From the listing below, reproduce word for word the part that opens with the line containing "troglodyne, line 330: Should" and closes with the line containing "PR #465, opened 2024-07-05"; reproduce nothing else.

*EXERCISE DATA*
------------------------
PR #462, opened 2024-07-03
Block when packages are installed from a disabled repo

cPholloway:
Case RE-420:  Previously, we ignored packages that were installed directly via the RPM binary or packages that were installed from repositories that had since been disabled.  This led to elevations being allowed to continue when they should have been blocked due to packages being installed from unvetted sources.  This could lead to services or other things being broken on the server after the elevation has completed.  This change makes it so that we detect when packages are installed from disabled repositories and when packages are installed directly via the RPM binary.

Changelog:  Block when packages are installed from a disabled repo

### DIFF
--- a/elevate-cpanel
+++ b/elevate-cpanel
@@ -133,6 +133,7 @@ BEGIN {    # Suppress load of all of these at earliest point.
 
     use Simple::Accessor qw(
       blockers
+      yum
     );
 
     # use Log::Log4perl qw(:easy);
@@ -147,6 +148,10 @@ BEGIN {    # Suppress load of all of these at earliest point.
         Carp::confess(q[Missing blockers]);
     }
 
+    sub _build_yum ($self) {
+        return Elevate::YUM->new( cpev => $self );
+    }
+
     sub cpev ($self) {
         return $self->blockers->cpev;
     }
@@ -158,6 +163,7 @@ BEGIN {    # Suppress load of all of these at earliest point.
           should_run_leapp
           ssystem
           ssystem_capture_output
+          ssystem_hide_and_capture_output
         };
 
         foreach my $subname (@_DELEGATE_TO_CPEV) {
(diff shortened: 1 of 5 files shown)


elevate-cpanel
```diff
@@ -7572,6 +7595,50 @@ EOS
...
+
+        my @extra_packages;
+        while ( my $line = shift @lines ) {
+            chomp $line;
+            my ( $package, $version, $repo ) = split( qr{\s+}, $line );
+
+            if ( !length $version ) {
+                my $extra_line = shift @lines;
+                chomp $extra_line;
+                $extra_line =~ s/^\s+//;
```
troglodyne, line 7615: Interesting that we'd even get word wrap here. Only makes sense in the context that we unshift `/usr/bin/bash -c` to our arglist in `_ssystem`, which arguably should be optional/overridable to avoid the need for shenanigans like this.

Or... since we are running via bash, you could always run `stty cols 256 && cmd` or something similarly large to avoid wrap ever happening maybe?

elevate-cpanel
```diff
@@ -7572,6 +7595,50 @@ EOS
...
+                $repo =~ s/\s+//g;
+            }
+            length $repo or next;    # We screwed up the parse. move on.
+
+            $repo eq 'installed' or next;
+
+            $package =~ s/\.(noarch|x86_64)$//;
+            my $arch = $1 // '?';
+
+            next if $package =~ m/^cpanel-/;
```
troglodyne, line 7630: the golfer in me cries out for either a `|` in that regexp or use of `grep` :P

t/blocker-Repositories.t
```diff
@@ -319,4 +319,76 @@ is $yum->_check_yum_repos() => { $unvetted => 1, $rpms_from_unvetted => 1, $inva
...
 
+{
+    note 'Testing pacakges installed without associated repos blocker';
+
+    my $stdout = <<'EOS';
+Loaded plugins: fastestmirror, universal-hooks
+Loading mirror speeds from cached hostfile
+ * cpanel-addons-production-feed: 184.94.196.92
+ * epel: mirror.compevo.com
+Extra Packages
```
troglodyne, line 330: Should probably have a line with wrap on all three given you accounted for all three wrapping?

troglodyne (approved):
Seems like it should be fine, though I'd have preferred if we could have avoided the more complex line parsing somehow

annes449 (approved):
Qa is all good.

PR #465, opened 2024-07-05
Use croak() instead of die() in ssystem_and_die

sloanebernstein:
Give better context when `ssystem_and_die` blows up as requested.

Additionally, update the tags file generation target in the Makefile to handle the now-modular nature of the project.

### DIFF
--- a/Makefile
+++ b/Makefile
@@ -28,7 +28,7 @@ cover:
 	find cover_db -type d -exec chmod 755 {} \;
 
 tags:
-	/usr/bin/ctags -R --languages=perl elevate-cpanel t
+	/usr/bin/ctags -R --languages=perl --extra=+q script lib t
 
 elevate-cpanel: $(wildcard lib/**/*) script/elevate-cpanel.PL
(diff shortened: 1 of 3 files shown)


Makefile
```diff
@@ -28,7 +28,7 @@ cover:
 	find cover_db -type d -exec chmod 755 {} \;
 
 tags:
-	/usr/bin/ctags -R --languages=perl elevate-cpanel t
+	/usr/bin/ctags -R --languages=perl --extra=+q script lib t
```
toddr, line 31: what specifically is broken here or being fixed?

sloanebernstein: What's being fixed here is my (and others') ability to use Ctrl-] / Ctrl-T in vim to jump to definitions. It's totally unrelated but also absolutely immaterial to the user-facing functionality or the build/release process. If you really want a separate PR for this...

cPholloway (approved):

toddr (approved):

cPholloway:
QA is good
------------------------
*EXERCISE ANSWER*
troglodyne, line 330: Should probably have a line with wrap on all three given you accounted for all three wrapping?

troglodyne (approved):
Seems like it should be fine, though I'd have preferred if we could have avoided the more complex line parsing somehow

annes449 (approved):
Qa is all good.

PR #465, opened 2024-07-05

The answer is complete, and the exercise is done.